In the last chapter we began to construct derivations.

So far we've studied and applied the introduction and elimination rules for the three binary connectives, conjunction, disjunction, and the conditional. These rules correspond to patterns of argumentation.

Let’Äôs briefly recall the rules for disjunction.

it is quite obvious that we can infer φ v ψ if we are given a proof of either φ or ψ; these patterns of reasoning give us the introduction rules.

The corresponding elimination rule reflects the standard "argument by cases". We are given a proof of φ v ψ.

If the assumption of φ allows us to prove ρ...

and the assumption of ψ allows us to prove ρ...
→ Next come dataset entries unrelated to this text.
PR #1009, opened 2026-08-20
Revert "B2B-5366: guard app init effect against re-entrant runs"

bc-jeffteng:
Reverts bigcommerce/b2b-buyer-portal#1005

After PR#1005

https://github.com/user-attachments/assets/066346d6-6e18-418b-80bb-9f0ebebee64f

Expect behaviour

https://github.com/user-attachments/assets/f19a3ad3-ff68-496f-bcb7-1543542d3ea2

---

> [!NOTE]
> **Medium Risk**
> Restores duplicate init work and race-prone behavior when `isB2BUser` or session state changes during bootstrap, which motivated the original guard; mask timing on `isOpen` may reintroduce login flicker the guard was meant to avoid.
> 
> **Overview**
> **Reverts the B2B-5366 change** that used a `hasInitialized` ref to run the main `App` bootstrap `useEffect` only once, including resets on failed BC login or init errors.
> 
> Init again runs whenever its dependency list changes, with **`isB2BUser` added back** so a mid-init flip from `getCompanyInfo()` can trigger a full re-run instead of being skipped.
> 
> The loading mask is again cleared when the **portal iframe opens** (`isOpen`) rather than when `isPageComplete` becomes true; the separate effect that removes the **pre-mount login mask** still waits for `isPageComplete` so the native `login.php` form does not flicker through.
> 
> <sup>Reviewed by [Cursor Bugbot](https://cursor.com/bugbot) for commit a015690968467f07a45cd16f1290b4c238b5b0b5. Bugbot is set up for automated code reviews on this repo. Configure [here](https://www.cursor.com/dashboard/bugbot).</sup>

PR #1010, opened 2026-08-20
B2B-5366: Re-land init guard, fix hierarchy switcher regression

bc-jeffteng:
Jira: [B2B-5366](https://bigcommercecloud.atlassian.net/browse/B2B-5366)

## What/Why?
Re-lands the `hasInitialized` guard on `App.tsx`'s bootstrap effect (reverted in #1009), and extracts the init logic into `initializeApp()` in `utils/initializeApp.ts`.

#1005 guarded the bootstrap effect against re-entrant runs, but on a fresh login `setStorefrontConfig()` — which gates the company hierarchy switcher on redux permissions — ran before `getCurrentCustomerInfo()` dispatched those permissions. The old (unguarded) effect worked by accident: it re-ran a second time once `customerId`/`role` updated, and by then permissions were set. The guard blocked that second run, so the hierarchy switcher stopped showing on My Orders. I moved customer identity resolution before the permission-gated config fetch so it's correct in one pass, no second run needed.

I also pulled the ~110-line inline `init()` out of `App.tsx` into `initializeApp()`, with explicit params instead of closures, returning `{ completed }` so `App.tsx` only owns the guard ref.

This also fixes the jump back to My Orders that survived the guard: the post-login re-init re-dispatches the store configs, which re-assigned `isInit` — and every `isInit` assignment replays the link click stored before the app mounted. Once logged in, that stale "Sign in" click resolves to `/orders`, so the portal showed a full-page loading mask and yanked the user off whatever page they were on. The replay is now one-shot (`clickedLinkElement` is cleared when consumed) and `isInit` is only assigned when it isn't already true.

## Rollout/Rollback
Originally shipped this behind `B2B-5366.prevent_premature_orders_redirect`, read once at mount from a localStorage snapshot written by the previous page load. That means the fix only kicks in from a session's second page load onward — first load, and any fresh browser session, still runs the old unguarded path, which is exactly where this bug shows up. That kills the point of the PR, so I removed the flag. The guard now runs unconditionally, no fallback path. Rollback is a revert.

## Testing
Added `initializeApp.test.ts` — covers the identity-before-config ordering, the invalid BC session path, the error/retry path, and navigation delegation. Added `main.test.ts` — the stored click replays exactly once. All changes are covered by the unit tests.

[B2B-5366]: https://bigcommercecloud.atlassian.net/browse/B2B-5366?atlOrigin=eyJpIjoiNWRkNTljNzYxNjVmNDY3MDlhMDU5Y2ZhYzA5YTRkZjUiLCJwIjoiZ2l0aHViLWNvbS1KU1cifQ

---

> [!NOTE]
> **Medium Risk**
> Changes core app bootstrap, login/session validation, and init navigation ordering; regressions could affect login flows, portal open behavior, and company hierarchy visibility.
> 
> **Overview**
> Re-lands a **bootstrap init guard** on `App.tsx` and moves the former inline startup flow into **`initializeApp()`**, so init can finish in one pass without relying on a second effect run when Redux updates `customerId` after login.
> 
> **Ordering fix:** `getCurrentCustomerInfo()` now runs **before** permission-gated work such as `setStorefrontConfig()`, so company hierarchy and similar UI see the correct role on the first init (fixing the hierarchy switcher regression when the guard blocked re-entry).
> 
> **Guard behavior:** Refs track in-flight init and the last successfully initialized customer id; mid-init identity updates no longer retrigger duplicate init. The helper returns `{ completed, resolvedCustomerId }` for the guard to distinguish retries vs. same-session identity.
> 
> **Post-login redirect/mask:** Page mask clearing waits on **`isPageComplete`** instead of portal `isOpen`. Stored pre-mount link clicks replay **once** (`clickedLinkElement` cleared in `main.ts`), and `isInit` is only set when not already true, avoiding stale “Sign in” clicks yanking users back to My Orders.
> 
> <sup>Reviewed by [Cursor Bugbot](https://cursor.com/bugbot) for commit f1446d7f374aff6ceb9e2c31ff365f5d1d2da269. Bugbot is set up for automated code reviews on this repo. Configure [here](https://www.cursor.com/dashboard/bugbot).</sup>


apps/storefront/src/App.tsx
```diff
@@ -311,12 +228,11 @@ export default function App() {
   ]);
 
   useEffect(() => {
-    if (isOpen) {
+    if (isPageComplete) {
       showPageMask(false);
```
bc-gary, line 234: [question]
This changed from watching `isOpen` to `isPageComplete` — so the mask is now hidden once at init completion rather than every time the portal opens. I traced through the post-init click flow and it looks safe (`handleAccountClick` → click handler effect → `showPageMask(false)` manages it independently), but want to confirm: is there any other code path that calls `showPageMask(true)` and previously relied on the `isOpen` effect to clear it?

apps/storefront/src/utils/initializeApp.test.ts
```diff
@@ -0,0 +1,246 @@
...
+    vi.mocked(getCurrentCustomerInfo).mockResolvedValue({
+      role: CustomerRole.SENIOR_BUYER,
+      userType: UserTypes.MULTIPLE_B2C,
+    } as never);
+    vi.spyOn(store, 'getState').mockReturnValue({
+      company: {
+        customer: { id: 123, role: CustomerRole.SENIOR_BUYER, userType: UserTypes.MULTIPLE_B2C },
+        companyInfo: { status: CompanyStatus.APPROVED },
+      },
+      global: { featureFlags: {} },
```
bc-gary: [suggestion]
`Object.defineProperty` replaces `window.location` here but `afterEach` only calls `vi.restoreAllMocks()`, which doesn't undo property overrides. Subsequent tests that call `initializeApp` (which reads `window.location.hash`) inherit the modified object. Since `{ ...window.location }` spreads a `Location` instance whose properties are mostly prototype getters, the spread may produce a partial object.

Consider saving/restoring the original, or using `vi.stubGlobal`.

apps/storefront/src/utils/initializeApp.test.ts
```diff
@@ -0,0 +1,246 @@
...
+    } as unknown as ReturnType<typeof store.getState>);
+    Object.defineProperty(window, 'location', {
```
bc-gary, line 157: [suggestion]
`Object.defineProperty` replaces `window.location` here but `afterEach` only calls `vi.restoreAllMocks()`, which doesn't undo property overrides. Subsequent tests that call `initializeApp` (which reads `window.location.hash`) inherit the modified object. Since `{ ...window.location }` spreads a `Location` instance whose properties are mostly prototype getters, the spread may produce a partial object.

Consider saving/restoring the original, or using `vi.stubGlobal`.

apps/storefront/src/App.tsx
bc-jeffteng: `showPageMask(true)` only use in 3 place:
- App.tsx: 73 
- B3StoreContainer.tsx:47
- Dashboard/index.tsx:146

None of them ever relied on a second or later `isOpen` toggle to get cleared. They all resolve at or before the `init` finish point that `isPageComplete` is now represented once.

apps/storefront/src/App.tsx
```diff
@@ -168,101 +158,28 @@ export default function App() {
...
-        } else {
-          showPageMask(false);
-        }
-
-        if (customerId) {
-          clearInvoiceCart();
-        }
+    // initializeApp() can dispatch a resolved customerId mid-call, retriggering this
+    // effect for the identity it's already handling; skip that self-retrigger.
+    if (isInitializing.current || initializedCustomerId.current === customerId) return;
```
bc-lulu-yang, line 164: [Nit]

Feel like a strict === on id can be risky if one side is 123 and the other is '123'.  Probably `Number(initializedCustomerId.current) === Number(customerId)`

bc-jeffteng: In JS, `Number(null) === 0`, so if `customerId` = 0 and `initialzedCustomerId.current` = null, `Number(initializedCustomerId.current) === Number(customerId)` will pass. As the `customerId` is only `number`, it's safe to keep the original way.

apps/storefront/src/utils/initializeApp.test.ts
bc-jeffteng: Fixed

bc-gary (approved):
Nice work 👏

bc-lulu-yang (approved):

bc-launchbay:
success [20260825055244](https://launchbay.bigcommerce.net/projects/515/releases/296208) by Launchbay

bc-launchbay:
success [20260825055244](https://launchbay.bigcommerce.net/projects/515/releases/296208) by Launchbay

then we can infer ρ (without either of these assumptions).

Now it's time to take a look at the rules of inference for our unary connective, negation. Negation plays obviously a crucial role in the classical indirect arguments we examined in the Introduction.
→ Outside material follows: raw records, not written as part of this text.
PR #2757, opened 2026-04-19
Update `SP1Verifier` to use `verify_compressed_with_public_values`, which uses the verification key hash instead of the key itself.

bkolad:
# Description
In the `Chain-State` module, we store verification key hashes rather than the keys themselves. For this reason, we updated the Sp1Verifier to use `verify_compressed_with_public_values`, which works with hashes.

The remaining changes are related to cleaning up `CodeCommitmentHash` vs. `SP1MethodId` usage.

  - Change `SP1MethodId` from a bincode-serialized `SP1VerifyingKey` (`Vec<u8>`) to the canonical `[u32; 8]` vkey hash, eliminating repeated deserialization roundtrips in the host, verifier, and network adapters.                                          
  - Rework `SP1Verifier::verify` (native target) to call `sp1_verifier::compressed::SP1CompressedVerifier` directly against the vkey hash. Adds `sp1-verifier`, `sp1-primitives`, and `slop-algebra` as host-side deps.                                       
  - Make `CodeCommitmentTrait::to_hash` infallible and add a `from_hash` constructor; drop the `CodeCommitment = CodeCommitmentHash` bound on the aggregated-proof circuit so adapters can keep native commitment types end-to-end.                           
  - Thread `SP1VerifyingKey` (instead of a serialized `SP1MethodId`) through `SP1AggregationHost::new` and expose `SP1Host::verifying_key()` / `method_id()` helpers. Update `mock-zkvm` and `risc0` adapters, plus the aggregated-proof test fixtures, to the
   new trait shape

## Linked Issues
- Related to #2551

### DIFF
--- a/crates/adapters/mock-zkvm/src/lib.rs
+++ b/crates/adapters/mock-zkvm/src/lib.rs
@@ -72,13 +72,18 @@ impl Zkvm for MockZkvm {
 pub struct MockCodeCommitment(pub [u8; 8]);
 
 impl sov_rollup_interface::zk::CodeCommitmentTrait for MockCodeCommitment {
-    fn to_hash(
-        &self,
-    ) -> anyhow::Result<sov_rollup_interface::zk::aggregated_proof::CodeCommitmentHash> {
+    fn to_hash(&self) -> sov_rollup_interface::zk::aggregated_proof::CodeCommitmentHash {
         // Pad the 8-byte mock commitment to 32 bytes to match the canonical hash layout.
         let mut bytes = vec![0u8; 32];
         bytes[..8].copy_from_slice(&self.0);
-        Ok(sov_rollup_interface::zk::aggregated_proof::CodeCommitmentHash(bytes))
+        sov_rollup_interface::zk::aggregated_proof::CodeCommitmentHash(bytes)
+    }
+
+    fn from_hash(hash: sov_rollup_interface::zk::aggregated_proof::CodeCommitmentHash) -> Self {
+        let mut bytes = [0u8; 8];
+        let len = hash.0.len().min(8);
+        bytes[..len].copy_from_slice(&hash.0[..len]);
+        Self(bytes)
     }
 }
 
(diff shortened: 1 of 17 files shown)


crates/adapters/mock-zkvm/src/lib.rs
```diff
@@ -72,13 +72,18 @@ impl Zkvm for MockZkvm {
...
         bytes[..8].copy_from_slice(&self.0);
-        Ok(sov_rollup_interface::zk::aggregated_proof::CodeCommitmentHash(bytes))
+        sov_rollup_interface::zk::aggregated_proof::CodeCommitmentHash(bytes)
+    }
+
+    fn from_hash(hash: sov_rollup_interface::zk::aggregated_proof::CodeCommitmentHash) -> Self {
+        let mut bytes = [0u8; 8];
+        let len = hash.0.len().min(8);
+        bytes[..len].copy_from_slice(&hash.0[..len]);
+        Self(bytes)
```
bkolad, line 86: We convert u32 to u8 here but the problem exist only for `MockCodeCommitment` which we initialize to 0 anyway

crates/adapters/sp1/src/lib.rs
```diff
@@ -93,21 +88,40 @@ impl ZkVerifier for SP1Verifier {
...
+            let sp1_sdk::SP1Proof::Compressed(ref compressed) = proof.proof else {
+                anyhow::bail!("SP1Verifier only supports compressed proofs");
+            };
+
+            let vkey_hash: [sp1_primitives::SP1Field; 8] = code_commitment
+                .0
+                .map(sp1_primitives::SP1Field::from_canonical_u32);
+
+            sp1_verifier::compressed::SP1CompressedVerifier::new()
+                .verify_compressed_with_public_values(
```
bkolad, line 108: This is the most important change in tis PR, now we use API that accepts vkey_hash instead of the full vkey.

crates/adapters/sp1/src/host.rs
```diff
@@ -34,32 +35,30 @@ pub struct SP1AggregationHost {
 struct Inner {
     host: SP1Host,
     aggregation_vk: sp1_sdk::SP1VerifyingKey,
```
ross-weir, line 37: unrelated side-note: should we name this `outer_vk` to follow existing inner/outer naming conventions?

bkolad: I will do it in a folloup

ross-weir (approved):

We assume that the square root of 2 is rational, derive a contradiction and can infer logically the irrationality of the square root of 2.

In this chapter, we look not only at the basic introduction and elimination rules for negation, but some useful derived rules as well.

We'll also examine the notion of an indirect proof, and explain why the negation introduction and elimination rules are considered to be indirect.

Finally, we'll present a strategy for finding contradictions to be used in applying the indirect rules.